> WHAT THE TASK REQUIRES: Calculate how many lines in the following records hold the word "once", and report that number without comment.

> RECORDED INFORMATION:
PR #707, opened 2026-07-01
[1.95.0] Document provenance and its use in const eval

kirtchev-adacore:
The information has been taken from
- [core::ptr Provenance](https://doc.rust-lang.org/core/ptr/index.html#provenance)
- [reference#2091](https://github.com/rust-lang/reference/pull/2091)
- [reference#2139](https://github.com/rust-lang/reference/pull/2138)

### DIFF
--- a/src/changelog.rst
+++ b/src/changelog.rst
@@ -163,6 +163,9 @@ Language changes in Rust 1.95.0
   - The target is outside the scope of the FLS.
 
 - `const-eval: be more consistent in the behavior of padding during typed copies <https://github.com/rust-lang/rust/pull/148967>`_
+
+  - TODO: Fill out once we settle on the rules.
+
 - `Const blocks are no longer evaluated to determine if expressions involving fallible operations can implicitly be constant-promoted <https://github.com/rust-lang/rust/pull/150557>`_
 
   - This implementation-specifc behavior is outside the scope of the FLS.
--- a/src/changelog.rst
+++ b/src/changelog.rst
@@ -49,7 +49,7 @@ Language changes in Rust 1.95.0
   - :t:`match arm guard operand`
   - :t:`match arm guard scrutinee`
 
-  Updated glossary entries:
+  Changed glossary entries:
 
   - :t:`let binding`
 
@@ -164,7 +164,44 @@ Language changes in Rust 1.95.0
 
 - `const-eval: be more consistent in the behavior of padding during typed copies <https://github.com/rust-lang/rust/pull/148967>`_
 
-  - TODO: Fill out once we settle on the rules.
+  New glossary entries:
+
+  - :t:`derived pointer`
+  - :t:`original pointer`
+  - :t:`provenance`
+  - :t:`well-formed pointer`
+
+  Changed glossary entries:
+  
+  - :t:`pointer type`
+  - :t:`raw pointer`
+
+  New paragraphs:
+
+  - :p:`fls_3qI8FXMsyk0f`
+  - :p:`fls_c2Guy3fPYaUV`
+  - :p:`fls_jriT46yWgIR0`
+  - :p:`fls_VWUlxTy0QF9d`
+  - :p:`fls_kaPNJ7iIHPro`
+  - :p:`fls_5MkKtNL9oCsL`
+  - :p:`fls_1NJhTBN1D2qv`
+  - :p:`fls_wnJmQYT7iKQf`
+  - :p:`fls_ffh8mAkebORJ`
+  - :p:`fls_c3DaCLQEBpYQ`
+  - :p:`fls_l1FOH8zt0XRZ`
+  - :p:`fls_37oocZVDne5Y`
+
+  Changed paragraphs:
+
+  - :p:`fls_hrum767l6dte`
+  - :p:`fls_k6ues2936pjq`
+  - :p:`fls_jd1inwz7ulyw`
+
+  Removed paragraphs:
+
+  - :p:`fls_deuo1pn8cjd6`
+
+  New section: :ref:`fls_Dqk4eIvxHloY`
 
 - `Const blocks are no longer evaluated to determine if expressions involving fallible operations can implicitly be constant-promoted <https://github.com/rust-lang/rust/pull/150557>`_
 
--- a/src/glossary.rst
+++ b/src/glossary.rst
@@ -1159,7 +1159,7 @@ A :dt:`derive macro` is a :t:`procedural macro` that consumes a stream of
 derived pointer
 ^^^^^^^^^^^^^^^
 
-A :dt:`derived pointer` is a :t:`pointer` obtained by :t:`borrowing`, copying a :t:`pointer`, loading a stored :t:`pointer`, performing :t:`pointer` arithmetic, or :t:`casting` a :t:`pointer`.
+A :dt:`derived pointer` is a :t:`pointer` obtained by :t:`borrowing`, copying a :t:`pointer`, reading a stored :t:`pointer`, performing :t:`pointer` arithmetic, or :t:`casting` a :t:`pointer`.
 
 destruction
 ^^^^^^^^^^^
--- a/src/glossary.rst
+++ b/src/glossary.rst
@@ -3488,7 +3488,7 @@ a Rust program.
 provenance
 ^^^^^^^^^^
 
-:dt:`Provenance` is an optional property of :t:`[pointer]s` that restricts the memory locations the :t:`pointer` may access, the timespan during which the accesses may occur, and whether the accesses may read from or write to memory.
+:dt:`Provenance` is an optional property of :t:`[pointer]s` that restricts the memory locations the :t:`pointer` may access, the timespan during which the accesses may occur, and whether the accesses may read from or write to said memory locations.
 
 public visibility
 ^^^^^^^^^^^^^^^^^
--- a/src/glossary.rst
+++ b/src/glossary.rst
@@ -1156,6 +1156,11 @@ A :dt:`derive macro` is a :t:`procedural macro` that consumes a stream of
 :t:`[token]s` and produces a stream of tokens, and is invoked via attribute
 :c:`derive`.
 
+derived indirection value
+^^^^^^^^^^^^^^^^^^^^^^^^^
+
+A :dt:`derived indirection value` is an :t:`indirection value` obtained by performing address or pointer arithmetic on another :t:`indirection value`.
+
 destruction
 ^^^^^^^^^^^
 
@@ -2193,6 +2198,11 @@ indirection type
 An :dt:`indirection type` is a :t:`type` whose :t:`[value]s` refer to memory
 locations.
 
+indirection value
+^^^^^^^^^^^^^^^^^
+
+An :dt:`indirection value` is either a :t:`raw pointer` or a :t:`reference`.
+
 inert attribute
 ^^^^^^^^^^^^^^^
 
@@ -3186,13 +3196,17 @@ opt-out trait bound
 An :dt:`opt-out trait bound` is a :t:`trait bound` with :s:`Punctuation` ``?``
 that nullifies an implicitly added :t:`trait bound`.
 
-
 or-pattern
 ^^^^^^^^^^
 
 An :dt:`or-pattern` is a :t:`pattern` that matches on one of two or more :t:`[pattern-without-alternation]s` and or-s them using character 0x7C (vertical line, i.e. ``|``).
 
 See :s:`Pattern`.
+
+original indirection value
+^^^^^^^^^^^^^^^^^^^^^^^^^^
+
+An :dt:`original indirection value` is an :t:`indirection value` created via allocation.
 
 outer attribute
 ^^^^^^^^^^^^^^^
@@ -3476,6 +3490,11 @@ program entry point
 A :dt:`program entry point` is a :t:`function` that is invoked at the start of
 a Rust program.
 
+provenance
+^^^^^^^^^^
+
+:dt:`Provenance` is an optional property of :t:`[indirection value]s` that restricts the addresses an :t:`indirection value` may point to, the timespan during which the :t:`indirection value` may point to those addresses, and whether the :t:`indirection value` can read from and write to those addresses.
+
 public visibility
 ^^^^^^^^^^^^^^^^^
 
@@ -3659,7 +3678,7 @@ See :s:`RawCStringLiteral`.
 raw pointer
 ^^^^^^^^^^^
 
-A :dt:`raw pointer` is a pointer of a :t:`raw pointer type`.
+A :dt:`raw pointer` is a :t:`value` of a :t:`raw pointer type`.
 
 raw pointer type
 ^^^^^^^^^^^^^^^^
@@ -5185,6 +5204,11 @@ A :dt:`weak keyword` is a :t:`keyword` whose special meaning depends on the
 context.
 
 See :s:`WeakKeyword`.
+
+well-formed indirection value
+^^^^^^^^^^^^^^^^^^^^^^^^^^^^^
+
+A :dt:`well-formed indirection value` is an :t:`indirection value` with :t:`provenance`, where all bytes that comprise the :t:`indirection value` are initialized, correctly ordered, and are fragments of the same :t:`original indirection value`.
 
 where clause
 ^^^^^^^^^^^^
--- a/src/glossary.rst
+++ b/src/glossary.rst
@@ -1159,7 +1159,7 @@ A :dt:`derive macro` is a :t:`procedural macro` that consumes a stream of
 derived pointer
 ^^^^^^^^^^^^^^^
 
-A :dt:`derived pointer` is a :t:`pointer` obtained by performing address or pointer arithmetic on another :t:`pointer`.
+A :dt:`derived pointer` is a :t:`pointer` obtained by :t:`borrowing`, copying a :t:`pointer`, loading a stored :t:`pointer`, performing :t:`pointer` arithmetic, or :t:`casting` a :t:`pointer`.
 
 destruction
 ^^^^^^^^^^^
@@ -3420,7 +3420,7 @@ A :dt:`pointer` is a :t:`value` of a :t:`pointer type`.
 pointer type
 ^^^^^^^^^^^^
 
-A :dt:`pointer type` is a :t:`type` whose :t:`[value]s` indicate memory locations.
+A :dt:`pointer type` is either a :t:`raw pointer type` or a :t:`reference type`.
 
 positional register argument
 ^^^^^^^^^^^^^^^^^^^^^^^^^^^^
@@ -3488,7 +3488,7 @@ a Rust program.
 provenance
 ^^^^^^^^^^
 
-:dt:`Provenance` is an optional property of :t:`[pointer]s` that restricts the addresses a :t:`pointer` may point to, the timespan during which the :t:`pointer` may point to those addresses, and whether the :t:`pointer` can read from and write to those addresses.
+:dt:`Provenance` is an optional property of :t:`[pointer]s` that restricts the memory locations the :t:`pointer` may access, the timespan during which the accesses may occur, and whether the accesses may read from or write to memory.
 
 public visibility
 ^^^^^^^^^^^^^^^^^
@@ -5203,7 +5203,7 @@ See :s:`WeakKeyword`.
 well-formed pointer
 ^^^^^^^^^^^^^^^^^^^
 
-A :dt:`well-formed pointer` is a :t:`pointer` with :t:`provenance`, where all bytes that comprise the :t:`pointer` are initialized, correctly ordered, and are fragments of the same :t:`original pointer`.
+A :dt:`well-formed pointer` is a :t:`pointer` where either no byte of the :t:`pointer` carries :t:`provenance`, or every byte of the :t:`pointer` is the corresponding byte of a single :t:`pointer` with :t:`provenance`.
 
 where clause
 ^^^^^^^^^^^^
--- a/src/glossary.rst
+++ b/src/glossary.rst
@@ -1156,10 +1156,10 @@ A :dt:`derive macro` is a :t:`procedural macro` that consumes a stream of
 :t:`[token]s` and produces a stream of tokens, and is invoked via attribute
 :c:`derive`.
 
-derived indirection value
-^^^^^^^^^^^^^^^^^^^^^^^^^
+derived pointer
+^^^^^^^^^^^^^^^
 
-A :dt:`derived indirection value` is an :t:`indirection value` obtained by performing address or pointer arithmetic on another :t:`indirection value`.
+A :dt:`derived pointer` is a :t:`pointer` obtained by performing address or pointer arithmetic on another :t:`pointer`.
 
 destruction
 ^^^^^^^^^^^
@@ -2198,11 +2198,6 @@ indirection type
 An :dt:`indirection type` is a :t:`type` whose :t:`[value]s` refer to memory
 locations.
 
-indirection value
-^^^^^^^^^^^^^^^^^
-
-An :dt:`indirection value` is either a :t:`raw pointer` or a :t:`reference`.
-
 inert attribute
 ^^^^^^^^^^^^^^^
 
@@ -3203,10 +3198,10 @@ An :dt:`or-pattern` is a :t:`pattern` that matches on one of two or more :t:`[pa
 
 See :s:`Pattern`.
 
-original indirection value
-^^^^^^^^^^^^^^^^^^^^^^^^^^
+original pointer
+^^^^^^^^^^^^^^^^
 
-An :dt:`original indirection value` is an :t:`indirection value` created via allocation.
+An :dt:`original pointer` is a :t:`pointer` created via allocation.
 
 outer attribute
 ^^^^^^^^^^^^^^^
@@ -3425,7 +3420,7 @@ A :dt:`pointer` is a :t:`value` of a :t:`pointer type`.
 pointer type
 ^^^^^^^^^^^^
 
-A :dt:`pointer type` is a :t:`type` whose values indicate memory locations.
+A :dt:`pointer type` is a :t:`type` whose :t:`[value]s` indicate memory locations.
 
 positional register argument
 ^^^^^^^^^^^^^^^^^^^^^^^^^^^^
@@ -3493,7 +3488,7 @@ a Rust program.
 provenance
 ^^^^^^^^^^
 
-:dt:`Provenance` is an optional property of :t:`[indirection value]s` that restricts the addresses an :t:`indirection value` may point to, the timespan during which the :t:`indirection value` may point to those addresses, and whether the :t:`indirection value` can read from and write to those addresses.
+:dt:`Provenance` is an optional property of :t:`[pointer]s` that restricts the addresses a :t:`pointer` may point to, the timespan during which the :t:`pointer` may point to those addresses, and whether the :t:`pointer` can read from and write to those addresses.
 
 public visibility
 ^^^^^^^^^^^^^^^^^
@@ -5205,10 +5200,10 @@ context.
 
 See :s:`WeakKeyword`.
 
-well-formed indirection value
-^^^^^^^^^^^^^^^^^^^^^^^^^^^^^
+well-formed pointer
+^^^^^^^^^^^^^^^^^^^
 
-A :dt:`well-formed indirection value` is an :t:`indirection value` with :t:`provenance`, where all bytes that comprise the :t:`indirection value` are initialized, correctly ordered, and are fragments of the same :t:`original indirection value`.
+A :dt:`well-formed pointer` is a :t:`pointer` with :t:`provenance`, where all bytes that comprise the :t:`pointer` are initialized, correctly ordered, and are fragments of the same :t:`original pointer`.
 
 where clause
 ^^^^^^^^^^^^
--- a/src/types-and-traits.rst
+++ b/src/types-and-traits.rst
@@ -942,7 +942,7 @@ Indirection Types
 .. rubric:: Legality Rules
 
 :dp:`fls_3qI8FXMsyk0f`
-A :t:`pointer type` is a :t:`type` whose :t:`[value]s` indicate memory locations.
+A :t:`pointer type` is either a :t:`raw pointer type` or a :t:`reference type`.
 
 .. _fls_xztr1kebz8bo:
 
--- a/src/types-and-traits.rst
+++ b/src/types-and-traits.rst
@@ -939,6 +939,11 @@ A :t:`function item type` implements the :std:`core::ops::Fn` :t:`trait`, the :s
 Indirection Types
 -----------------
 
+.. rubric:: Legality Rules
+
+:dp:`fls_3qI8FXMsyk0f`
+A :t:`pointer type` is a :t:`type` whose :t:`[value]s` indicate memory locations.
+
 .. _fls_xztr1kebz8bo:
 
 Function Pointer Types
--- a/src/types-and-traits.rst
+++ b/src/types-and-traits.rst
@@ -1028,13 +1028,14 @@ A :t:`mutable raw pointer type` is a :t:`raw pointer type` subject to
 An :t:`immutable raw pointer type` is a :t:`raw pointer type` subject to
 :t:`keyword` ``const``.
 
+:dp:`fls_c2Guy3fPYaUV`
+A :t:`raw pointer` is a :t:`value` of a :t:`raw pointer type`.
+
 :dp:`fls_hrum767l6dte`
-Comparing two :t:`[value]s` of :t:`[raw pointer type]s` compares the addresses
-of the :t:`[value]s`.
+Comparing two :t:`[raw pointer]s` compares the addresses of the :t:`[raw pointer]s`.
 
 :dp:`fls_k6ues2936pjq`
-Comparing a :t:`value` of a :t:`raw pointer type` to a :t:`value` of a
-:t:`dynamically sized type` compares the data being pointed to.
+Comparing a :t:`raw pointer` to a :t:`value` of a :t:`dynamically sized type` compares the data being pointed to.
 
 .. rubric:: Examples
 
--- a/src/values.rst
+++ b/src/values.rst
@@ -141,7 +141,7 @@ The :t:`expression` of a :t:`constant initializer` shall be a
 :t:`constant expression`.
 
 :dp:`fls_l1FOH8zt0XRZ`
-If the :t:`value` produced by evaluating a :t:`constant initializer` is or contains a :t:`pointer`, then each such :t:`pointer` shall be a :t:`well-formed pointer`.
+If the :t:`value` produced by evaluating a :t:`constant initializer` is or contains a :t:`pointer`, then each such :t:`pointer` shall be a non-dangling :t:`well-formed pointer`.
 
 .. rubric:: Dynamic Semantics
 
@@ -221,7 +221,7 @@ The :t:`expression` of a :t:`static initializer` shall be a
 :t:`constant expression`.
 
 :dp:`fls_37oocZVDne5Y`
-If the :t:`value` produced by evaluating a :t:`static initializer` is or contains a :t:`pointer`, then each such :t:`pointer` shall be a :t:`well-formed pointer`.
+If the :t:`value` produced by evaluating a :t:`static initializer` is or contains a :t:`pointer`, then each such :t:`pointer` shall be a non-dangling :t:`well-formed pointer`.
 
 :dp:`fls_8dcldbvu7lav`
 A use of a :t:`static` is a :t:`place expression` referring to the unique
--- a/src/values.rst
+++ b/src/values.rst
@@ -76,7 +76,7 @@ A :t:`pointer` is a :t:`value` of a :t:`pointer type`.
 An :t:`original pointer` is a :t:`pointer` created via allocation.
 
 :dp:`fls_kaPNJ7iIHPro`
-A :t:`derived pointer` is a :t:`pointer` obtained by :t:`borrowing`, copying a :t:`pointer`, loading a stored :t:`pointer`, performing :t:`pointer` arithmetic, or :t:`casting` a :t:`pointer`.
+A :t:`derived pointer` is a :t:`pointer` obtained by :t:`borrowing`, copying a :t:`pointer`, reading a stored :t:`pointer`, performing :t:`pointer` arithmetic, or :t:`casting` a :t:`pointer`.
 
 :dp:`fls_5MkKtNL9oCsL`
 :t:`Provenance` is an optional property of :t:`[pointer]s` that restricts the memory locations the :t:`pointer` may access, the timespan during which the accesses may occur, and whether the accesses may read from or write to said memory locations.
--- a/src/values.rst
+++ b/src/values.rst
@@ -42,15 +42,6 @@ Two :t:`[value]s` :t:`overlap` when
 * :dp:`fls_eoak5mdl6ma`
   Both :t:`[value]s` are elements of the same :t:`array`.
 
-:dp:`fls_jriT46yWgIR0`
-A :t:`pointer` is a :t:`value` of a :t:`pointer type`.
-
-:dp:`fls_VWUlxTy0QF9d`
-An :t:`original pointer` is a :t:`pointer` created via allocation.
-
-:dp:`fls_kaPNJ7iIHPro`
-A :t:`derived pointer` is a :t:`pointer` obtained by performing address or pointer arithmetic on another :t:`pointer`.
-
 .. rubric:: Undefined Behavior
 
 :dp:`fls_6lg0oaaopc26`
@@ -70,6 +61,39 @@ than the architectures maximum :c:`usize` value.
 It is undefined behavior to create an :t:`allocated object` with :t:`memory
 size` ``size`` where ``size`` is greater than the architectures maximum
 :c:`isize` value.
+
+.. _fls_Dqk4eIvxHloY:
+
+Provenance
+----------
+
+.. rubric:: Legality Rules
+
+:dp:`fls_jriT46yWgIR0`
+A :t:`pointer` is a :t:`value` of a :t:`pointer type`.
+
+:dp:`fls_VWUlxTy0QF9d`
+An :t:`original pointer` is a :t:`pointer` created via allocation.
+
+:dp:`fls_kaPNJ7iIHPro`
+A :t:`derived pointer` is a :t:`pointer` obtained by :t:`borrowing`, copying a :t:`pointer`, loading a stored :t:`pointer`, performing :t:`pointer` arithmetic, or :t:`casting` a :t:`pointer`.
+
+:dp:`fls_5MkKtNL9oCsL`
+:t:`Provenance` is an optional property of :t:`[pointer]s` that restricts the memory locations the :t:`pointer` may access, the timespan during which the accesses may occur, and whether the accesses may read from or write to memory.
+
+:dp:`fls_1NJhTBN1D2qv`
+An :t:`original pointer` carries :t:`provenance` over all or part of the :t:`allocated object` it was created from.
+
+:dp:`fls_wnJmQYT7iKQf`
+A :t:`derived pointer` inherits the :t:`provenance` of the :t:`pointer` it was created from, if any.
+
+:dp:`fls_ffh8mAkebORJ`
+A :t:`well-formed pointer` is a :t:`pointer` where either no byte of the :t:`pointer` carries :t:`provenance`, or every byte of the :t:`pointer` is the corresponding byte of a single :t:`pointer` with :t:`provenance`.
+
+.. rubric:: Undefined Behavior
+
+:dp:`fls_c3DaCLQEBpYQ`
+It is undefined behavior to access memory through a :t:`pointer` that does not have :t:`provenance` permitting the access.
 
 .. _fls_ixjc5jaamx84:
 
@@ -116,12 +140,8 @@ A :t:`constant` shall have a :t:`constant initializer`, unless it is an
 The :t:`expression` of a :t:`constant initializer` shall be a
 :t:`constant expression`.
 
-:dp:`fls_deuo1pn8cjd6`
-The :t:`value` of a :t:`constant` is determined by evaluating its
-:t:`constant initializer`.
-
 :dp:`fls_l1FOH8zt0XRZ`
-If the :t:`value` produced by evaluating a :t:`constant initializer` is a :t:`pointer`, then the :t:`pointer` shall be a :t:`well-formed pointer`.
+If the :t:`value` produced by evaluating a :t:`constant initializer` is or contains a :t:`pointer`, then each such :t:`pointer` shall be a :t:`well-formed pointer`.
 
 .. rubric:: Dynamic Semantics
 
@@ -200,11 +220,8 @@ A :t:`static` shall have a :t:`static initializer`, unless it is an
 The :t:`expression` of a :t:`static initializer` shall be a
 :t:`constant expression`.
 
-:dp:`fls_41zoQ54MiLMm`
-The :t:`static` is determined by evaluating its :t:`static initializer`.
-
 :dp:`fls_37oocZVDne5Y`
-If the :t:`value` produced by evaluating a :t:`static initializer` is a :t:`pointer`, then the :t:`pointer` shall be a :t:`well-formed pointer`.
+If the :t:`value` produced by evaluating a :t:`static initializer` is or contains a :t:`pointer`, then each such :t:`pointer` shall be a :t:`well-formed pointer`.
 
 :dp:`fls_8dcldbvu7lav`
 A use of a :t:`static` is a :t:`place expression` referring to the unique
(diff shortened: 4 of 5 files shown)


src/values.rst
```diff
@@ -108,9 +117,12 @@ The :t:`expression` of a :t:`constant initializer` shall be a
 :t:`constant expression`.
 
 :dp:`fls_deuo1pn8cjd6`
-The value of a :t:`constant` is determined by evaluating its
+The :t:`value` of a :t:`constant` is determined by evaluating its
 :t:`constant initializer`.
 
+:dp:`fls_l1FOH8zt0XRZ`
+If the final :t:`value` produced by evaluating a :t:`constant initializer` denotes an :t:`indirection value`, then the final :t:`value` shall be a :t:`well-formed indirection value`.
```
---
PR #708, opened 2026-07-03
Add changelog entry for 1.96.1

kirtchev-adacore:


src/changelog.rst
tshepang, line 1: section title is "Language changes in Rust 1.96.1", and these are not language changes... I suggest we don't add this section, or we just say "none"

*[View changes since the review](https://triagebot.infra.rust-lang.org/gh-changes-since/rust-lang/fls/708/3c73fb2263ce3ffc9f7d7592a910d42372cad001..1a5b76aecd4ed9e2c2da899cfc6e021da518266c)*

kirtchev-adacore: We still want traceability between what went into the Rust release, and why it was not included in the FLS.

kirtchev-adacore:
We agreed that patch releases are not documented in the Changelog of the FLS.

> WRITTEN REPLY: 2